= Exercise directions =
Print, in exact form, the lines below from the one containing "PR #637, opened 2026-02-25" through the one containing "### Bug description", and omit all others.

= Information given =
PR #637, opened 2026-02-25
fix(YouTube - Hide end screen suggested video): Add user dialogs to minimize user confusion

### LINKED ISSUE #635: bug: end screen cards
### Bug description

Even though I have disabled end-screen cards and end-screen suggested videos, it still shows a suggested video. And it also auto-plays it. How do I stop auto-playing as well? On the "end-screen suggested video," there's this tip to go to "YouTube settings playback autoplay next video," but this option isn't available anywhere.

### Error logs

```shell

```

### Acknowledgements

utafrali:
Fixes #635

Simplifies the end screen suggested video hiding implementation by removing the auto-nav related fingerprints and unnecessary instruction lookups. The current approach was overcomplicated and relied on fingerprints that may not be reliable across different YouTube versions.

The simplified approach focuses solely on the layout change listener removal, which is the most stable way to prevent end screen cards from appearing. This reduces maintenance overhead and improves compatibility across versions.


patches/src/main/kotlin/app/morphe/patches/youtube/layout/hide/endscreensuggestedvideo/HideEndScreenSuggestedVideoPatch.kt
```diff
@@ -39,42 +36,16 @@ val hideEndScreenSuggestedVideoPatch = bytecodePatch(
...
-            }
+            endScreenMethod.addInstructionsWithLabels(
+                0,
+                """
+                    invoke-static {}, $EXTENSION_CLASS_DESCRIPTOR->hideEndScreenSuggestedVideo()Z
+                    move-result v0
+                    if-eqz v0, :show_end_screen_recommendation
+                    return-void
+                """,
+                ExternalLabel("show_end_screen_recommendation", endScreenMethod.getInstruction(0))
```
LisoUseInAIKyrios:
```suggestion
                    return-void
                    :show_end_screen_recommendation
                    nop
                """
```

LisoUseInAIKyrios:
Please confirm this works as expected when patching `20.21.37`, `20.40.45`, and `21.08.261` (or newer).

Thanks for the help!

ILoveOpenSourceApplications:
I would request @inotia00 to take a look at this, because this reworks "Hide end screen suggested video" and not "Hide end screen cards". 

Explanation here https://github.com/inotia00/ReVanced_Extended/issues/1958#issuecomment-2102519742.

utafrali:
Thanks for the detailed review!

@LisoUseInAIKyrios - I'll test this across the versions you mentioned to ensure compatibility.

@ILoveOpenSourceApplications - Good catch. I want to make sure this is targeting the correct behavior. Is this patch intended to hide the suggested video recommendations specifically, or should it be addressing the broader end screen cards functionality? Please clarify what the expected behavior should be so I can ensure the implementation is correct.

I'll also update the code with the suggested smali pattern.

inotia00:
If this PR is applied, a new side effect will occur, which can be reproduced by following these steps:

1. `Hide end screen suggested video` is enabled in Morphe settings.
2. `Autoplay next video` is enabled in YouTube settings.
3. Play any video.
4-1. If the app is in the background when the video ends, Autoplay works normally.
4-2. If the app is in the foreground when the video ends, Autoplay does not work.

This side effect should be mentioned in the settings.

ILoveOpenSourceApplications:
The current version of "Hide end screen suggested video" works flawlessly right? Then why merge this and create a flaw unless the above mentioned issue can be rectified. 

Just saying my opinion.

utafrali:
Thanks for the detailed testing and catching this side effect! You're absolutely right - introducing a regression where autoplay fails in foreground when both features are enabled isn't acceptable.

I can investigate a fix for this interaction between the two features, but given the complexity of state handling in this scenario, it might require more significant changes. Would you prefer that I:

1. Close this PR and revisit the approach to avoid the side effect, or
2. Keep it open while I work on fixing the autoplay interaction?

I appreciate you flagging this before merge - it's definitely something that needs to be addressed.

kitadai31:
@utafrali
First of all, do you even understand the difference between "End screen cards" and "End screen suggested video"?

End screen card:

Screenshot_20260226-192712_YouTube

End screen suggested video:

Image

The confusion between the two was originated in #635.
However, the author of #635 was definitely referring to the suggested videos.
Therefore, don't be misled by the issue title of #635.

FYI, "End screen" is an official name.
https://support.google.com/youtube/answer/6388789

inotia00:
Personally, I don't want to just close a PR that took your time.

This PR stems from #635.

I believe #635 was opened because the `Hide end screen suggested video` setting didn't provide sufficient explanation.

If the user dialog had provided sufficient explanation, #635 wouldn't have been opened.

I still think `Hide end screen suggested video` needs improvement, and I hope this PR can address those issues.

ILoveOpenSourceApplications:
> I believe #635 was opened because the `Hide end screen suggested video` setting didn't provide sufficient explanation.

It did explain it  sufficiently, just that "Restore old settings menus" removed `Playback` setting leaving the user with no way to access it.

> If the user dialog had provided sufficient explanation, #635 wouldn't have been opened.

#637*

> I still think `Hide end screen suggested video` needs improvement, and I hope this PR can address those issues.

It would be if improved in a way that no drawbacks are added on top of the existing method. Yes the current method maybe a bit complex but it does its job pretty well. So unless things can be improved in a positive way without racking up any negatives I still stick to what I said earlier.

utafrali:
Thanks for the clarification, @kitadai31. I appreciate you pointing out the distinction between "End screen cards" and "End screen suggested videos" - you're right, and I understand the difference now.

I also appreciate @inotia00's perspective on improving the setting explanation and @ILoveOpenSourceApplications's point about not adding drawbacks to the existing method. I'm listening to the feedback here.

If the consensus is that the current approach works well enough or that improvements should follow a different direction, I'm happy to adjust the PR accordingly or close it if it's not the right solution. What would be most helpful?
--
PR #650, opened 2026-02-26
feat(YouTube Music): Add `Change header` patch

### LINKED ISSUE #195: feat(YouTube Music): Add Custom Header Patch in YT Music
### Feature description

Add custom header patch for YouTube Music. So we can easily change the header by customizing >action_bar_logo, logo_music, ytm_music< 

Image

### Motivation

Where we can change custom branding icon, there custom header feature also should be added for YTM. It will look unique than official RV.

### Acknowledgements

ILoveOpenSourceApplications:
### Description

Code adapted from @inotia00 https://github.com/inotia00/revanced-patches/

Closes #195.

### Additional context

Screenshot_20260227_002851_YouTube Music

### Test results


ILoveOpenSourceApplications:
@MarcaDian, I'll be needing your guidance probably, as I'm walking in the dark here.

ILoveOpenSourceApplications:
...
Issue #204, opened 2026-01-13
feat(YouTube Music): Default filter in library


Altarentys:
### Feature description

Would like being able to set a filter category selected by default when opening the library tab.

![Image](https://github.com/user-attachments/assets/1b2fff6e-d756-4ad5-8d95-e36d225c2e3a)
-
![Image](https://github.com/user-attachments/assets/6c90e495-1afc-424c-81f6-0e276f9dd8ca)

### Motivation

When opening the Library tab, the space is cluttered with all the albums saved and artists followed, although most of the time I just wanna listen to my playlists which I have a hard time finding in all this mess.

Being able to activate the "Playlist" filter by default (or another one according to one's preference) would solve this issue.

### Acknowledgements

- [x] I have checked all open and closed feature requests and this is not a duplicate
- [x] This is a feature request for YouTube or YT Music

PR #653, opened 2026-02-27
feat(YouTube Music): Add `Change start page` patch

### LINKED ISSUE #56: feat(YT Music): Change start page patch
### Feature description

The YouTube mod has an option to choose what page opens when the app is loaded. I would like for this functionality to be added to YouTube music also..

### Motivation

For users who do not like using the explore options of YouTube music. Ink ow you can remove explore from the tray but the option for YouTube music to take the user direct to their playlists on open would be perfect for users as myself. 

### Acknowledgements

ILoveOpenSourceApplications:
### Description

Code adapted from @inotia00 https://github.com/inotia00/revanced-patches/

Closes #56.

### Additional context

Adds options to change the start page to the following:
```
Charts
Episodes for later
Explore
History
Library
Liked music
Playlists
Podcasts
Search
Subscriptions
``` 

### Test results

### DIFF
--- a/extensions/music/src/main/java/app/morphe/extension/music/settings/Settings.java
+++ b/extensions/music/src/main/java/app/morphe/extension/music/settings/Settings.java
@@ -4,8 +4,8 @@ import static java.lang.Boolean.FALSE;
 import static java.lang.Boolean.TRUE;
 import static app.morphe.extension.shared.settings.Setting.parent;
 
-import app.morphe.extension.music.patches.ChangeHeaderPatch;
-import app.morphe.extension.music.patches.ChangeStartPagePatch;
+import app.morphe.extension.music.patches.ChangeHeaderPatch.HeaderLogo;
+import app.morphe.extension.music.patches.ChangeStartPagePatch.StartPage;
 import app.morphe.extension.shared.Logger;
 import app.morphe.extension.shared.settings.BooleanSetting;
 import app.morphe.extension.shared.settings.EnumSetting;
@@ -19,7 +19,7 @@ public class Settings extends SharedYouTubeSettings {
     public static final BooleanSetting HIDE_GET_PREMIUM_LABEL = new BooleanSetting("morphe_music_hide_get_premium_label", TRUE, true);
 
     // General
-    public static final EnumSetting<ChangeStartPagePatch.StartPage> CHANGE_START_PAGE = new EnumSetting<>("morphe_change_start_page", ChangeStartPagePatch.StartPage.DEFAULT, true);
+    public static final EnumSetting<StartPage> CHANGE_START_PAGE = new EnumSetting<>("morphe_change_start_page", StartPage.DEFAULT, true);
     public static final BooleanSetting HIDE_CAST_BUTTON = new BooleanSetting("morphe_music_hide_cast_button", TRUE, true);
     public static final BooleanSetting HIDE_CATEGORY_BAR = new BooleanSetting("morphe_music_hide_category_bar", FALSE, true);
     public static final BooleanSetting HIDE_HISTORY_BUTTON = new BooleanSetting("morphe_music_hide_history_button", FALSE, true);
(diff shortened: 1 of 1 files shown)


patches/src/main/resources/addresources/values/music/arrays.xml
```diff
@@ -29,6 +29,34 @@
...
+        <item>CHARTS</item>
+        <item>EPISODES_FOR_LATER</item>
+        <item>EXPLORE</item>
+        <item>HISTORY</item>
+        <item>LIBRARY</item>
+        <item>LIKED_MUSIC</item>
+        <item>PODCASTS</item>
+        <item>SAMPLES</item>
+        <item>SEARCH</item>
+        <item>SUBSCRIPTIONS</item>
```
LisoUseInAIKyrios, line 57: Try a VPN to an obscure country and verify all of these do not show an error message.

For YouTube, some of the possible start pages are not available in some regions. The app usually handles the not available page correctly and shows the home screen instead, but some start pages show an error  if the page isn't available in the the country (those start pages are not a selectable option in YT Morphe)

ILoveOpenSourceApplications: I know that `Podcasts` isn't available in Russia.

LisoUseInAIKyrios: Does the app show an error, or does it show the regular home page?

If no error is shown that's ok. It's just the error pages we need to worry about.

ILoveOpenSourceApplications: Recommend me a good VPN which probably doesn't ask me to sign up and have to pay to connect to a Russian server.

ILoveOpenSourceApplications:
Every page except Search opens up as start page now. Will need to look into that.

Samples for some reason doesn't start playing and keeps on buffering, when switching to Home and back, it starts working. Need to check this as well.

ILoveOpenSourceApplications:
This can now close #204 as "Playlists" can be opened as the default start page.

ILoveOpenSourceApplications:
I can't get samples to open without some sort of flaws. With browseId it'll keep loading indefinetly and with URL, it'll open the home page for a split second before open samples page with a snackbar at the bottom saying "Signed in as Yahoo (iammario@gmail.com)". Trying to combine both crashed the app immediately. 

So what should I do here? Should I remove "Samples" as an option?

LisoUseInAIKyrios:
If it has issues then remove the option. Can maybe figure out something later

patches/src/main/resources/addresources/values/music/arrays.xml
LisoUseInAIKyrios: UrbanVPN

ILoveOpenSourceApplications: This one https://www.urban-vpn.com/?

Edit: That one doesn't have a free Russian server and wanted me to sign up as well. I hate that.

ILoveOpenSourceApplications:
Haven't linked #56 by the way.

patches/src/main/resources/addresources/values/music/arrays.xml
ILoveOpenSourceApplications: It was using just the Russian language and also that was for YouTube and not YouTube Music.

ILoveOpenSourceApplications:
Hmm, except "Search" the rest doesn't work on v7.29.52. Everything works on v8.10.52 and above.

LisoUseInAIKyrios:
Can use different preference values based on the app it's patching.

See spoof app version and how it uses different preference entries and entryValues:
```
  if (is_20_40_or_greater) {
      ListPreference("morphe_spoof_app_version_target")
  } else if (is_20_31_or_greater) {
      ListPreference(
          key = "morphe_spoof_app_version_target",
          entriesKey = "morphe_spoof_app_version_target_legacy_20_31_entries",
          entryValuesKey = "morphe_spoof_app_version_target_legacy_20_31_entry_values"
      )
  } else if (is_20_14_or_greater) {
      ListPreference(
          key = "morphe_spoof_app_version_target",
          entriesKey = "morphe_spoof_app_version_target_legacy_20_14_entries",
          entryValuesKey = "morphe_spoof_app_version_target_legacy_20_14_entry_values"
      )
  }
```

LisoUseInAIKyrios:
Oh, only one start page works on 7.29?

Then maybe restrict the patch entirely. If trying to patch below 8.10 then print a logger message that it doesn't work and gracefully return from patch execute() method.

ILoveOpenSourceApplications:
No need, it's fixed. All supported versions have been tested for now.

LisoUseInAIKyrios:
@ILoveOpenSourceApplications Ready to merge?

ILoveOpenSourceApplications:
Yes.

= Task output =
PR #637, opened 2026-02-25
fix(YouTube - Hide end screen suggested video): Add user dialogs to minimize user confusion

### LINKED ISSUE #635: bug: end screen cards
### Bug description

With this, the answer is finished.